The only way I see to compete against the corrupt pimps of labor is to leverage technology.


----------



## nodnarb (Apr 25, 2014)

Magic said:


> Hold up, whos gunna hang our rock? Id be lost without my mexican hangers in my area. The mexican finishers suck here and only crappy builders let mexican finishers on their jobs. :whistling2:


DIAF. You guys exploiting them are worse than the illegals working for so little.

They are trying to make a living you are capitolizing on that and in turn  over your fellow white man.


----------



## Empirical (May 13, 2014)

I used to be against Hiring Mexican crews, but adapted to the ways of the world.

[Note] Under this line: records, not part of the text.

PR #2086, opened 2019-12-10
ansible: remove hardcoded cert location for AIX jenkins

AshCripps:
This was causing build failures on the new AIX 7.1 machines as they couldnt perform a git pull.

ive updated the machines with this and have restarted the agents but will need someone to kick off a test build of node-test-commit-aix71 to ensure it worked.

### DIFF
--- a/ansible/roles/jenkins-worker/templates/aix.rc2.j2
+++ b/ansible/roles/jenkins-worker/templates/aix.rc2.j2
@@ -20,7 +20,7 @@ start )
               export HOME=/home/{{server_user}}; \
               export NODE_TEST_DIR=$HOME/tmp; \
               export NODE_COMMON_PIPE="$HOME/test.pipe"; \
-              export OSTYPE=AIX7; \
+              export OSTYPE=AIX72; \
         /home/{{server_user}}/jdk8u192-b12-jre/bin/java -Xmx128m -Dorg.jenkinsci.plugins.gitclient.Git.timeOut=30 -jar "$HOME/slave.jar" \
           -secret {{secret}} \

You can fight against it all you want, but all your going to do is loose out on the big jobs. I used to think it was exploitation because they worked for ten cents less then my American hangers, but I did the math. I have a 3 man crew of Mexican hangers that can hang 10,000sq in one day for ten cents less then my American 3 man crew that takes three days to hang the same size house. The Mexican crew makes way more money! Sure I have to do a little more cut out and pre fill, but that only takes an hour for an extra grand in my pocket.

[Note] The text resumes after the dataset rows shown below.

Issue #2084, opened 2019-12-09
N-API testing Windows failures 


mhdawson:
We've had failures across a number of machines over the last few days which look most like machine problems. For example: https://ci.nodejs.org/view/x%20-%20Abi%20stable%20module%20API/job/node-test-node-addon-api-new/1272/

I can't find those machines in the inventory, so not sure how to figure out. Is there a PR I did not find to add them?

Looking at the tags we were using win10 and win2012r2-vs2015 but those are not used by the current testing.

So I'm also not sure what we should be running the N-API tests on.

I tried:

win-vs2015
win-vs2017
win-vs2019
win-vcbt2015.

The win-vcbt2015 ones seem to fail consistently so I removed that.

@joaocgreis can you let me know what you think we should be testing on.

The test pulls down the release binaries for 8,x, 10.x, 12.x 13.x, master and runs the node-addon-api tests.

richardlau:
https://github.com/nodejs/build/issues/1996 is tracking changes to the Windows CI machines being made by @joaocgreis.

mhdawson:
Also wondering if we expect vs2019 to work with 8.x?  https://ci.nodejs.org/job/node-test-node-addon-api-new/nodes=win-vs2019/1282/console

richardlau:
> 
> 
> Also wondering if we expect vs2019 to work with 8.x? https://ci.nodejs.org/job/node-test-node-addon-api-new/nodes=win-vs2019/1282/console

Not out of the box. VS2019 support was added in node-gyp 5 which isn't in the version of npm that ships with the most recent Node.js 8.x.

mhdawson:
I'm thinking the version selector script should be filtering that out, but will need to check if there is something special to the N-API job that prevents that.

richardlau:
> 
> 
> I'm thinking the version selector script should be filtering that out, but will need to check if there is something special to the N-API job that prevents that.

Agreed. If you look in https://ci.nodejs.org/job/node-test-node-addon-api-new/1282/console you can see `win-vs2017` being filtered out by https://github.com/nodejs/build/blob/39cacfead86952db488ef76d88ab0ab3e405b38c/jenkins/scripts/VersionSelectorScript.groovy#L44 so it would seem to make sense to do the same for `win-vs2019`. I've raised https://github.com/nodejs/build/pull/2085.

mhdawson:
@richardlau thanks. I went to look at the selector script saw 2019 was missing and was happy to see your PR.

[...]

PR #2098, opened 2019-12-17
Enable jenkins testing on AIX71

AshCripps:
Start to enable testing to be done on the new AIX71 machines.

I cant remember if @sam-github added the label to node-test-commit-aix or not

also does `anyType` cover _both_ test and release or just test?


richardlau:
> I cant remember if @sam-github added the label to node-test-commit-aix or not

I don't think that has been done as otherwise builds would be running on the AIX 7.1 machines now.

> also does `anyType` cover _both_ test and release or just test?

It covers both. Or more technically it covers any setting of `buildType`: https://github.com/nodejs/build/blob/6bcc28ea91d2c767533869bcc264bb544a839b52/jenkins/scripts/VersionSelectorScript.groovy#L4-L5

AshCripps:
> I don't think that has been done as otherwise builds would be running on the AIX 7.1 machines now.

Yeah I checked our internal checklist and it was the next step for him to do.


> It covers both. Or more technically it covers any setting of `buildType`:

Thought so.

richardlau:
> > > also does `anyType` cover both test and release or just test?
> >
> > It covers both. Or more technically it covers any setting of `buildType`:
> 
> Thought so.

Furthermore currently the only type checked is `releaseType` (`buildType` is `release`). @joaocgreis is planning some changes (https://github.com/nodejs/build/issues/2084#issuecomment-564098021) that will also add a `testType` if we want to have different rules for test only.

jenkins/scripts/VersionSelectorScript.groovy
```diff
@@ -61,6 +61,7 @@ def buildExclusions = [
 
   // AIX61 -------------------------------------------------
   [ /aix61/,                          anyType,     lt(6)   ],
+  [ /aix71/,                          anyType,     lt(14)   ],
```
sam-github: nit: there appears to be one extra space in this line...

sam-github:
@AshCripps I think you might not have noticed:
> I think we also need to add a line to exclude RELEASE from aix71 for lt(15) (everything)

richardlau:
> 
> 
> @AshCripps I think you might not have noticed:
> 
> > I think we also need to add a line to exclude RELEASE from aix71 for lt(15) (everything)

We don't want to build 14 on AIX 7.1?

sam-github:
@richardlau yes, we _want_ to, but we do this in order, usually:
```
for each V in (14, 13, 12, 10)
  enable test builds for V on NEW MACHINE
  wait for tests to be green
  stop release builds on OLD MACHINE
  start release builds on NEW MACHINE
  // setup in .groovy must ensure that ONLY one machine gets selected to do release builds on a V
  wait for no reports of problems for users
end
```

I don't know, I guess we cloud start doing testing and releases on the 7.1 machines for _all_ release lines `> = 10` immediately, but we're generally more cautious.

I pushed a fixup commit.

@richardlau LGTY with above context? I could add the aix61 build label to node-test-commit-aix as soon as this lands.

richardlau:
SGTM. Thanks for the context.

AshCripps:
> @AshCripps I think you might not have noticed:
> 
> > I think we also need to add a line to exclude RELEASE from aix71 for lt(15) (everything)

Sorry @rsam completely blanked that thanks for the catch!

I know that may not sit well with everyone, but I held out until I was 40 years old lol. I need to make up for my slowing down body. cant bust my ass like I used too. Also my wife is an immigrant to this country, and she is the best thing that ever happened to me!


----------



## P.A. ROCKER (Jul 15, 2011)

Like the General said,,, it's exploitation. I haven't seen any Mexi crews hang more , per man hour worked, than any other crews. They work very long hours, get paid less, they don't pay taxes.


----------



## jackleg (Jan 22, 2008)

who pays the taxes on the money the illegals make?


----------



## nodnarb (Apr 25, 2014)

Im tired of excuses. I am a white hanger and my work speaks for itself. There are plenty of competitively priced crews whose backs ARE dry. There are also quite a few LEGAL mexicans, this isnt as much of a race thing as it is an employer thing. 

And hiring illegals screws everyone but the PRICK profiteering off of their cheap labor. Hiring illegals is just slowly cutting your own throat, you are teaching them YOUR job. Tons of hispanic shady contractors these days. Im off my soabbox but from me to anyone here to hires some shoddy illegal over a white man asking for a living wage FU*K YOU. 



Empirical said:


> I used to be against Hiring Mexican crews, but adapted to the ways of the world. You can fight against it all you want, but all your going to do is loose out on the big jobs. I used to think it was exploitation because they worked for ten cents less then my American hangers, but I did the math. I have a 3 man crew of Mexican hangers that can hang 10,000sq in one day for ten cents less then my American 3 man crew that takes three days to hang the same size house. The Mexican crew makes way more money! Sure I have to do a little more cut out and pre fill, but that only takes an hour for an extra grand in my pocket.
> 
> I know that may not sit well with everyone, but I held out until I was 40 years old lol. I need to make up for my slowing down body. cant bust my ass like I used too. Also my wife is an immigrant to this country, and she is the best thing that ever happened to me!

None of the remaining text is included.